## PROGRAM:  
#### Measure similarity between texts. Use vectorization techniques (e.g., TF-IDF, word embeddings). i. Implement cosine similarity ii. Compare the effectiveness of different similarity measures  


### Gensim
Gensim is an open-source Python library for natural language processing  
It is designed for unsupervised learning of text documents and is widely used for tasks like word embeddings, Document Similarity analysis, etc.  
### Text Similarity  
Text similarity measures are techniques used to determine how similar two pieces of text are.  
1) Cosine Similarity  
2) Jaccard Similarity
### vectorization
Vectorization is essential for performing text similarity techniques because computers do not understand raw text—they process numerical representations instead.  
1) TF-IDF  
2) Word Embeddings


#Implementing Cosine Similarity using Word Embeddings (Word2Vec - Pretrained GloVe vectors)

In [8]:
import numpy as np
import gensim.downloader as api
from sklearn.metrics.pairwise import cosine_similarity

In [2]:
glove_model = api.load("glove-wiki-gigaword-50")



In [3]:
def get_embedding(text, model):
  words = text.lower().split()
  word_vectors = [model[word] for word in words if word in model]
  if not word_vectors:
    return np.zeros(model.vector_size)
  return np.mean(word_vectors, axis=0)


In [5]:
text1 = "Machine learning is a field of artificial intelligence."
text2 = "Deep learning is a branch of artificial intelligence and machine learning."
embedding1 = get_embedding(text1, glove_model)
embedding2 = get_embedding(text2, glove_model)

In [6]:
cosine_sim = cosine_similarity([embedding1], [embedding2])


In [7]:
print(f"Cosine Similarity (Word Embeddings - GloVe): {cosine_sim[0][0]:.4f}")

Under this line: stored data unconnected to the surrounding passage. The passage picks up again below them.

PR #413, opened 2024-03-18
Revert "Work around asan issue with GH runner image >= 20240310.1.0 (…

TingDaoK:
…#409)"

This reverts commit 6ab26a431f17bf5c1fabc6f7ef2045575ee75b87.

*Issue #, if available:*

*Description of changes:*

Revert the temporary workaround. 
GH action plan to release the fix on Mar 22, 2024, according to [here](https://github.com/actions/runner-images/issues/9491#issuecomment-1999433974). After that, the workaround is not needed, and should be removed. 

Preparing the PR for the change. We can merge it once GH action releases the fix.

### DIFF
--- a/.github/workflows/codecov.yml
+++ b/.github/workflows/codecov.yml
@@ -20,12 +20,7 @@ jobs:
     runs-on: ubuntu-22.04
     steps:
       - name: Checkout Sources
-        uses: actions/checkout@v4
-      - name: Fix kernel mmap rnd bits
-        # High entropy setting in GH runner images >= 20240310.1.0
-        # causes ASAN blowing up here and there:
-        # https://github.com/actions/runner-images/issues/9491
-        run: sudo sysctl vm.mmap_rnd_bits=28
+        uses: actions/checkout@v3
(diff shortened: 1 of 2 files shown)


.github/workflows/codecov.yml
```diff
@@ -20,12 +20,7 @@ jobs:
     runs-on: ubuntu-22.04
     steps:
       - name: Checkout Sources
-        uses: actions/checkout@v4
-      - name: Fix kernel mmap rnd bits
-        # High entropy setting in GH runner images >= 20240310.1.0
-        # causes ASAN blowing up here and there:
-        # https://github.com/actions/runner-images/issues/9491
-        run: sudo sysctl vm.mmap_rnd_bits=28
+        uses: actions/checkout@v3
```
waahm7, line 23: We can probably keep v4?

waahm7 (approved):

.github/workflows/codecov.yml
TingDaoK: I just wanna revert the whole commit, it's fine to not updating the version for checkout action, we still use v2 some where.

Cosine Similarity (Word Embeddings - GloVe): 0.9705


# code to perform TF-IDF vectorization on text_a and text_b and then perform cosine similarity on the vectors using spaCy library

In [10]:
import spacy
from sklearn.feature_extraction.text import TfidfVectorizer
from sklearn.metrics.pairwise import cosine_similarity

In [11]:
nlp = spacy.load("en_core_web_sm")

In [16]:
text_a = "Machine learning is a field of artificial intelligence."
text_b = "Deep learning is a branch of artificial intelligence and machine learning."

In [17]:
def preprocess(text):
    doc = nlp(text.lower())
    tokens = [token.lemma_ for token in doc if not token.is_stop and not token.is_punct]
    return " ".join(tokens)

In [18]:
processed_a = preprocess(text_a)
processed_b = preprocess(text_b)

In [19]:
vectorizer = TfidfVectorizer()
vectors = vectorizer.fit_transform([processed_a, processed_b])

In [20]:
similarity = cosine_similarity(vectors[0], vectors[1])

In [None]:
print(f"Cosine Similarity:(TF-IDF Vectorization) {similarity[0][0]:.4f}")

# code to perform word2Vec vectorization on text1 and text2 and perform jaccard similarity using NLTK library

In [23]:
import nltk
import numpy as np
import gensim.downloader as api
from nltk.tokenize import word_tokenize

In [24]:
nltk.download("punkt")

[nltk_data] Downloading package punkt to /root/nltk_data...
[nltk_data]   Unzipping tokenizers/punkt.zip.


True

In [29]:
nltk.download('all')

[nltk_data] Downloading collection 'all'
[nltk_data]    | 
[nltk_data]    | Downloading package abc to /root/nltk_data...
[nltk_data]    |   Unzipping corpora/abc.zip.
[nltk_data]    | Downloading package alpino to /root/nltk_data...
[nltk_data]    |   Unzipping corpora/alpino.zip.
[nltk_data]    | Downloading package averaged_perceptron_tagger to
[nltk_data]    |     /root/nltk_data...
[nltk_data]    |   Unzipping taggers/averaged_perceptron_tagger.zip.
[nltk_data]    | Downloading package averaged_perceptron_tagger_eng to
[nltk_data]    |     /root/nltk_data...
[nltk_data]    |   Unzipping
[nltk_data]    |       taggers/averaged_perceptron_tagger_eng.zip.
[nltk_data]    | Downloading package averaged_perceptron_tagger_ru to
[nltk_data]    |     /root/nltk_data...
[nltk_data]    |   Unzipping
[nltk_data]    |       taggers/averaged_perceptron_tagger_ru.zip.
[nltk_data]    | Downloading package averaged_perceptron_tagger_rus to
[nltk_data]    |     /root/nltk_data...
[nltk_data]    |  

True

In [25]:
word2vec_model = api.load("word2vec-google-news-300")



In [26]:
text1 = "Machine learning is a field of artificial intelligence."
text2 = "Deep learning is a branch of artificial intelligence and machine learning."

In [27]:
def get_embedding(text, model):
    words = word_tokenize(text.lower())
    word_vectors = [model[word] for word in words if word in model]
    if not word_vectors:
        return np.zeros(model.vector_size)
    return np.mean(word_vectors, axis=0)

In [30]:
embedding1 = get_embedding(text1, word2vec_model)
embedding2 = get_embedding(text2, word2vec_model)

In [31]:
def jaccard_similarity(text1, text2):
    words1 = set(word_tokenize(text1.lower()))
    words2 = set(word_tokenize(text2.lower()))
    intersection = len(words1 & words2)
    union = len(words1 | words2)
    return intersection / union if union != 0 else 0

In [32]:
jaccard_sim = jaccard_similarity(text1, text2)

In [33]:
print(f"Jaccard Similarity:(Word Embeddings - Word2Vect) {jaccard_sim:.4f}")

Jaccard Similarity:(Word Embeddings - Word2Vect) 0.6667